I don't speak or read Italian, but i think you need drivers for your Canon i250?

Try this: http://www.canon.co.nz/products/printers/colour_bj_printers/i250_drivers.html

Somewhere at the bottom of the page you can find Linux-drivers.

----------

## marco86

 *water wrote:*   

> I don't speak or read Italian, but i think you need drivers for your Canon i250?
> 
> 

 

Yes I do...

In the page that you are link me, there are a lot of driver for Linux, if i want use cups, what file i should download...?

Sorry for my english  :Embarassed: 

----------

## fctk

forse lo sai già, comunque: http://www.gentoo.org/doc/en/printing-howto.xml

se la tua stampante è compatibile con linux, non dovresti avere problemi...

----------

## motaboy

Canon (l'azienda) é una puttana...

Se fai una ricerca nel forum, e anche sui bug, c'era un tipo che aveva trovato dei driver (anche per cups) rilasciati dall canon JP. li ho anche scaricati peró non li ho ancora potuti provare. Una parte sono GPL mentre la parte fondamentale, ossia la conversione da PS el linguaggio della stampante é closed.

Se no puoi usare turboprint, ma con la versione di prova é meglio che stampi solo in bassissima risoluzione altrimenti ti trovi la pubblicitá in alcune pagine che stampi, il bello é che ti sostituisce proprio un pezzo dj foglio...

----------

## randomaze

 *motaboy wrote:*   

> altrimenti ti trovi la pubblicitá in alcune pagine che stampi, il bello é che ti sostituisce proprio un pezzo dj foglio...

 

 :Shocked:  Tecniche di marketing spinto direi.

----------

## water

Take a look at this thread: https://forums.gentoo.org/viewtopic.php?t=138172&highlight=i250

There's someone who got it working

----------

## marco86

scusate se riesumo il post...

ho letto i vari link del thread, e che dire, grazie a tutti!

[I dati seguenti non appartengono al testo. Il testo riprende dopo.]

PR #789, opened 2022-07-25
mappings and which-key

### LINKED ISSUE #781: Align which-key and mappings.lua configuration
Hello,

I was trying to add some mappings to `mappings.lua` in this format:

```lua
		["<leader>"] = {
			x = {
				e = {
					function()
						require("dapui").eval()
					end,
					desc = "Evaluate Line",
				},
			},
		},
```

After much digging, It seems like this is supported in only `which-key` registration.

Keep the same syntax support for both `mappings.lua` and `which-key` or only support one style. Two is just confusing and probably more maintenance. 

**Additional context**

osamuaoki:
This addresses issues discussed at #781

Resolves #781

### DIFF
--- a/lua/user_example/init.lua
+++ b/lua/user_example/init.lua
@@ -140,21 +140,6 @@ local config = {
     },
   },
 
-  -- Modify which-key registration
-  ["which-key"] = {
-    -- Add bindings
-    register_mappings = {
-      -- first key is the mode, n == normal mode
-      n = {
-        -- second key is the prefix, <leader> prefixes
-        ["<leader>"] = {
-          -- which-key registration table for normal mode, leader prefix
-          -- ["N"] = { "<cmd>tabnew<cr>", "New Buffer" },
-        },
-      },
-    },
-  },
-
   -- CMP Source Priorities
   -- modify here the priorities of default cmp sources
   -- higher value == higher priority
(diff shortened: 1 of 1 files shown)


lua/user_example/init.lua
```diff
@@ -216,16 +201,59 @@ local config = {
...
+      ["<leader>bd"] = { "<cmd>BufferLineSortByDirectory<cr>", desc = "Sort by directory" },
+      ["<leader>bD"] = { "<cmd>BufferLineSortByRelativeDirectory<cr>", desc = "Sort by rel. dir." },
+      ["<leader>be"] = { "<cmd>BufferLineSortByExtension<cr>", desc = "Sort by extention" },
+      ["<leader>bf"] = { "<cmd>Telescope buffers<cr>", desc = "Find" },
+      ["<leader>bj"] = { "<cmd>BufferLinePick<cr>", desc = "Pick to jump" },
+      ["<leader>bl"] = { "<cmd>BufferLineCloseLeft<cr>", desc = "Close left-side" },
+      ["<leader>bn"] = { "<cmd>BufferLineCycleNext<cr>", desc = "Next" },
+      ["<leader>bp"] = { "<cmd>BufferLineCyclePrev<cr>", desc = "Previous" },
+      ["<leader>br"] = { "<cmd>BufferLineCloseRight<cr>", desc = "Close right-side" },
+      ["<leader>bt"] = { "<cmd>BufferLineSortByTabs<cr>", desc = "Sort by tabs" },
```
mehalter, line 226: can We remove these and only leave a few examples in the user_example commented out.

lua/user_example/init.lua
```diff
@@ -216,16 +201,59 @@ local config = {
...
     n = {
       -- second key is the lefthand side of the map
-      ["<C-s>"] = { ":w!<cr>", desc = "Save File" },
+      -- Terminal
+      -- Install ncdu package: (Disk size w/o snapshot btrfs subvolumes and .git)
+      ["<leader>tu"] = { function() astronvim.toggle_term_cmd "ncdu -x --exclude .git" end, desc = "Term for NCDU w/o junks" },
+      -- Install mc package:
+      ["<leader>tm"] = { function() astronvim.toggle_term_cmd "mc . ~" end, desc = "Term for MC" },
+      -- Install libreply-perl + libterm-readline-gnu-perl packages:
+      ["<leader>tp"] = { function() astronvim.toggle_term_cmd "reply" end, desc = "Term for perl5 REPL" },
```
mehalter, line 213: could we remove thse and leave the `tu` example for a lua function example?

mehalter (changes requested):
Thanks for the contribution! This is a great addition to the `user_example` documentation. I have included some comments to remove some of these examples that don't add anything except repetition. I really like the additional comments and explanations :) Just want to keep the provided `user_example` as relatively minimal.

lua/user_example/init.lua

xò mi sfugge ancora una cosa....

con cups sono a posto, localhost:631 va bene...

però, quali driver prendo...

ho letto che potrei usare quelli di gimp...ma poi mi trovo il mio modello nella configurazione di cups?

/EDIT: preciso solo una cosa...

Sul sito italiano della canon, se vai sotto supporto, dicono che non ci sono driver per linux per questa stampante, che danno, ecco i miei risultati...

 *www.canon.it wrote:*   

> 
> 
> Available drivers for  BJC-250
> 
> Os:Linux
> ...

 

Va be, aspetto di sentire cosa mi dite voi...

----------

## fctk

dunque... su linuxprinting.org dicono che la tua stampante è perfettamente compatibile con linux... (e già questa è un'ottima cosa).

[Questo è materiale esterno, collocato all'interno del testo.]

PR #813, opened 2022-08-01
Add install.sh

osamuaoki:
This is a generic installer to install AstroNvim (or any other such as
NvChad) under alternative command name and without affecting normal nvim
command execution environment using XDG_* environment variables.

### DIFF
--- a/installer/install.sh
+++ b/installer/install.sh
@@ -1,0 +1,168 @@
+#!/bin/sh -e
+# command and configuration setup under XDG Base Directory Specification
+# https://specifications.freedesktop.org/basedir-spec/basedir-spec-latest.html
+# @ NAME_ORIG       command name (original)
+# @ NAME_ALT        command name (alternative under XDG)
+# @ REPO_NAME       config var for git repo name (w/ or w/o "https://github.com/")
+# @ CLONE_NAME      config var for git repo checkout dir name
+cd >/dev/null || true
+HOME=$(pwd)
+help () {
+  echo "syntax: ${0##*/} NAME_ALT"
+  echo "syntax: ${0##*/} NAME_ALT REPO_NAME"
+  echo "syntax: ${0##*/} NAME_ORIG NAME_ALT REPO_NAME"
+  echo "syntax: ${0##*/} NAME_ORIG NAME_ALT REPO_NAME CLONE_NAME"
+  echo
+  echo "Set up a NAME_ALT command executed under the XDG based alternative"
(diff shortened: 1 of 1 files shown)


osamuaoki:
Hi,

This is what I use to set up `avim` for AstroNvim and `bvim` for NvChad.  So I can break normal `~.config/nvim` contents without worry.  I intentionally skipped normal install to keep this script simple.

If you think it is not worth including, please close this feature addition PR.

If you think README.md is required for this directory `installer`, let me know.

windowsrefund:
This is a really poorly written shell script. My advice would be to get some feedback first regarding the exact problem you are trying to solve before writing a shell script that people would then be expected to run on their systems.

osamuaoki:
Let me present a use case of this script for AstroNvim which can't be realized by using ~/.config/astronvim/lua/user.

Use of this script enables you to install and test a newer upstream commit of AstroNvim without touching the current working installation.  This is quite useful to keep up development branch while always have a working installation. 

This is why comment made by windowsrefund in this thread and at https://github.com/AstroNvim/astronvim.github.io/issues/12 in which a value judgement is placed as "poor" isn't backed by sufficient facts.  Of course, there may be some "poor" points in my code but please be specific.
 
Actually, I think question is do we need to include this to be installed for everyone?  Whoever can use this may want to change details for their needs.  So I think this may be a type of script best offered as an *example script*.

installer/install.sh
```diff
@@ -0,0 +1,168 @@
...
+    REPO_NAME="https://github.com/$REPO_NAME"
+  fi
+  if [ "$REPO_NAME" = "${REPO_NAME%.git}" ]; then
+    REPO_NAME="$REPO_NAME.git"
+  fi
+fi
+
+# initialize
+BIN_DIR="$HOME/bin"  # may be ~/.local/bin
+XDG_CONFIG_HOME="$HOME/.config/$NAME_ALT"
```
JCallicoat, line 83: These should use parameter expansion to respect the `XDG_*` base directories if they have been set by the user to something other than the defaults., e.g.,

```suggestion
XDG_CONFIG_HOME="${XDG_CONFIG_HOME:-$HOME/.config}/$NAME_ALT"
```

osamuaoki:
You are right

Although this will make this script more complicated I agree this is probably a right way

Since some people already complained my script to be unnecessary complicated, let me if we get similar response from others

I would also like to hear your opinion on the approach presented by me.

I am away from PC to access this repo
Give me 2 weeks before acting on this

Sent from iPhone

per quanto riguarda i driver devi emergere i gimp-print (che sono quelli consigliati da linuxprinting.org) ma quando farai il foomaticdb ecc... ecc.. ti conviene provare prima a indicare i gimp-print e poi eventualmente i gimp-print-ijs (se ci sono). anche x la mia stampante infatti sono consigliati i primi, ma poi vanno solo i secondi...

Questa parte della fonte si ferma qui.